[TASK DESCRIPTION]
Repeat nothing but the lines below running from the one containing "PR #322, opened 2017-05-17" to the one containing "Allow data to". Keep both end lines.

[PROVIDED INFORMATION]
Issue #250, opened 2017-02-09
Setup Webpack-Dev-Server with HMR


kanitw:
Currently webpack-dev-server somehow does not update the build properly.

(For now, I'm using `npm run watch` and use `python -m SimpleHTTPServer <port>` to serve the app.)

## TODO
--
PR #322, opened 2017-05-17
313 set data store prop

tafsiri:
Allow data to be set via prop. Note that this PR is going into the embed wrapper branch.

[TASK SOLUTION]
PR #322, opened 2017-05-17
313 set data store prop

tafsiri:
Allow data to be set via prop. Note that this PR is going into the embed wrapper branch.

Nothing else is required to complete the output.